**To do**
Copy out each line of the data holding "Policy".

**Data**
PR #14957, opened 2024-06-05
[Workers] Adds New Python Examples

megaconfidence:
This PR adds new Python Examples for:
- [Rewrite links](https://developers.cloudflare.com/workers/examples/rewrite-links/)
- [Set security headers](https://developers.cloudflare.com/workers/examples/security-headers/)
- [Turnstile with Workers](https://developers.cloudflare.com/workers/examples/turnstile-html-rewriter/)
- [Using the Cache API](https://developers.cloudflare.com/workers/examples/cache-api/)
- [Using timingSafeEqual](https://developers.cloudflare.com/workers/examples/protect-against-timing-attacks/)


megaconfidence:
Please can you do a technical review @hoodmane. TY!

kodster28 (approved):
Pending a tech review

content/workers/examples/cache-api.md
```diff
@@ -97,4 +98,39 @@ export default {
 ```
 
 {{</tab>}}
-{{</tabs>}}
+{{<tab label="py">}}
+
+```py
+from pyodide.ffi import create_proxy
+from js import Response, Request, fetch, URL, caches
```
hoodmane: Dumb nit: maybe sort these 
```suggestion
from js import Response, Request, URL, caches, fetch
```

content/workers/examples/protect-against-timing-attacks.md
```diff
@@ -53,3 +58,34 @@ export default {
...
+
+    if len(auth_token) != len(secret):
+        return Response.new("Unauthorized", status=401)
+
+    encoder = TextEncoder.new()
+    a = encoder.encode(auth_token)
+    b = encoder.encode(secret)
+
+    if a.byteLength != b.byteLength:
+        return Response.new("Unauthorized", status=401)
```
hoodmane: Per the advice in the diff directly above:

> Since the time taken to encode the values may reveal the length of our secret value, you should check the length of the strings before encoding.

```suggestion
    if a.byteLength != b.byteLength:
        return Response.new("Unauthorized", status=401)

    encoder = TextEncoder.new()
    a = encoder.encode(auth_token)
    b = encoder.encode(secret)
```

content/workers/examples/cache-api.md
```diff
@@ -97,4 +98,39 @@ export default {
...
+        # If not in cache, get it from origin
+        response = await fetch(request)
+        # Must use Response constructor to inherit all of response's fields
+        response = Response.new(response.body, response)
+
+        # Cache API respects Cache-Control headers. Setting s-max-age to 10
+        # will limit the response to be in cache for 10 seconds s-maxage
+        # Any changes made to the response here will be reflected in the cached value
+        response.headers.append("Cache-Control", "s-maxage=10")
+        ctx.waitUntil(create_proxy(cache.put(cache_key, response.clone())))
```
dom96, line 129: Why is the `create_proxy` required here? Doesn't `cache.put` return a JS object?

content/workers/examples/cache-api.md
```diff
@@ -97,4 +98,39 @@ export default {
...
 {{</tab>}}
-{{</tabs>}}
+{{<tab label="py">}}
+
+```py
+from pyodide.ffi import create_proxy
+from js import Response, Request, fetch, URL, caches
+
+async def on_fetch(request, _env, ctx):
+    cache_url = URL.new(request.url)
```
dom96: Instead of the JS URL, could/should we use the Python urllib?

content/workers/examples/protect-against-timing-attacks.md
```diff
@@ -27,7 +31,8 @@ interface Environment {
 
 export default {
   async fetch(req: Request, env: Environment) {
-    if (!env.MY_SECRET_VALUE) return new Response("Missing secret binding", { status: 500 });
+    if (!env.MY_SECRET_VALUE)
+      return new Response("Missing secret binding", { status: 500 });
```
dom96: Style nit, but I think it's good to be explicit:

```suggestion
    if (!env.MY_SECRET_VALUE) {
      return new Response("Missing secret binding", { status: 500 });
    }
```

content/workers/examples/rewrite-links.md
```diff
@@ -98,5 +98,35 @@ export default {
...
+
+    class AttributeRewriter:
+        def __init__(self, attr_name):
+            self.attr_name = attr_name
+        def element(self, element):
+            attr = element.getAttribute(self.attr_name)
+            if attr:
+                element.setAttribute(self.attr_name, attr.replace(old_url, new_url))
+
+    rewriter = HTMLRewriter.new().on("a", create_proxy(AttributeRewriter("href"))).on("img", create_proxy(AttributeRewriter("src")))
```
dom96: Nit: wrap line

content/workers/examples/rewrite-links.md
```diff
@@ -98,5 +98,35 @@ export default {
...
+    res = await fetch(request)
+    content_type = res.headers["Content-Type"]
+
+    # If the response is HTML, it can be transformed with
+    # HTMLRewriter -- otherwise, it should pass through
+    if "text/html" in content_type:
```
dom96: should this be checking for startsWith like the JS code?

content/workers/examples/security-headers.md
```diff
@@ -193,5 +194,59 @@ export default {
...
 
+{{</tab>}}
+{{<tab label="py">}}
+
+```py
+from js import Response, fetch, Headers
+
+async def on_fetch(request):
+    default_security_headers = {
+        #Secure your application with Content-Security-Policy headers.
```
dom96: Style nit:

```suggestion
        # Secure your application with Content-Security-Policy headers.
```

Same below for each comment

content/workers/examples/turnstile-html-rewriter.md
```diff
@@ -82,6 +83,35 @@ export default {
...
+    class AppendOnID:
+        def __init__(self, name):
+            self.name = name
+        def element(self, element):
+            # You are using the `getAttribute` method here to retrieve the `id` or `class` of an element
+            if element.getAttribute("id") == self.name:
+                element.append(f'<div class="cf-turnstile" data-sitekey="{site_key}" data-theme="light"></div>', { "html": True })
+
+    # Instantiate the API to run on specific elements, for example, `head`, `div`
+    new_res = HTMLRewriter.new().on("head", create_proxy(Append())).on("div", create_proxy(AppendOnID("NAME_OF_ATTRIBUTE"))).transform(res)
```
dom96: wrap line

content/workers/examples/turnstile-html-rewriter.md
```diff
@@ -82,6 +83,35 @@ export default {
...
+        def element(self, element):
+            element.append('<scriptsrc="https://challenges.cloudflare.com/turnstile/v0/api.js"async defer></script>', {"html": True})
+
+    class AppendOnID:
+        def __init__(self, name):
+            self.name = name
+        def element(self, element):
+            # You are using the `getAttribute` method here to retrieve the `id` or `class` of an element
+            if element.getAttribute("id") == self.name:
+                element.append(f'<div class="cf-turnstile" data-sitekey="{site_key}" data-theme="light"></div>', { "html": True })
```
dom96: wrap line

content/workers/examples/turnstile-html-rewriter.md
```diff
@@ -82,6 +83,35 @@ export default {
...
+from pyodide.ffi import create_proxy
+from js import HTMLRewriter, fetch
+
+async def on_fetch(request, env):
+    site_key = env.SITE_KEY
+    res = await fetch(request)
+
+    class Append:
+        def element(self, element):
+            element.append('<scriptsrc="https://challenges.cloudflare.com/turnstile/v0/api.js"async defer></script>', {"html": True})
```
dom96: wrap line

dom96:
```suggestion
            element.append('<scriptsrc="https://challenges.cloudflare.com/turnstile/v0/api.js" async defer></script>', {"html": True})
```

dom96 (approved):
Awesome to see these examples, thank you!

content/workers/examples/cache-api.md
hoodmane: It's a `Promise` but these get wrapped into `Future`s in case the return value is a Python object that needs memory management. But this case is slightly unfortunate, especially because this leaks the `Future`. To handle it, we need a way to wrap the `Future` into a `Promise` that gets resolved to the result of the `Future` and destroys the `Future` when the `Future` is resolved...

content/workers/examples/cache-api.md
hoodmane: In this case the only thing we do is convert it back to a string so we don't need either.

content/workers/examples/cache-api.md
```diff
@@ -97,4 +98,39 @@ export default {
...
+
+    # Construct the cache key from the cache URL
+    cache_key = Request.new(cache_url.toString(), request)
```
hoodmane: `cache_url.toString()` should be `str(cache_url)`. But we don't need to do this at all since we can just not make a `URL` in the first place.

content/workers/examples/rewrite-links.md
hoodmane: agreed
```suggestion
    if content_type.startswith("text/html"):
```

content/workers/examples/security-headers.md
hoodmane: Ideally should be applying formatters and linters to our docs examples. It's not entirely clear how to make this work with the code examples inline in markdown. Of course it's possible to manually copy to separate file, apply transform, and copy back, but it'd be nice to have something more systematic.

content/workers/examples/cache-api.md
dom96: oh, that is unfortunate

PR #14969, opened 2024-06-06
docs: Update transactional-storage-api.md

paulmelero:
Unless I'm missing something, the `url` variable was not needed.

Also,I took the chance to format one option as inline code.


KimJ15:

PR #14975, opened 2024-06-06
docs: clarify `persist` values

benmccann:
"not present or true" is confusing because I don't know if "not" applies only to "present" or also to "true"


dario-piotrowicz (approved):
Thanks for the quick improvement @benmccann 🙂👍

kodster28 (approved):

PR #14992, opened 2024-06-07
[Workers] Add a section to Wrangler configuration for top-level only keys

petebacondarwin:
Some keys in the inheritable section are not actually inheritable.


petebacondarwin (commented):
I didn't add the `migrations` top-level key to this section here because I hope to move it to inheritable soon.

kodster28 (approved):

**Answer box**
+        #Secure your application with Content-Security-Policy headers.
        # Secure your application with Content-Security-Policy headers.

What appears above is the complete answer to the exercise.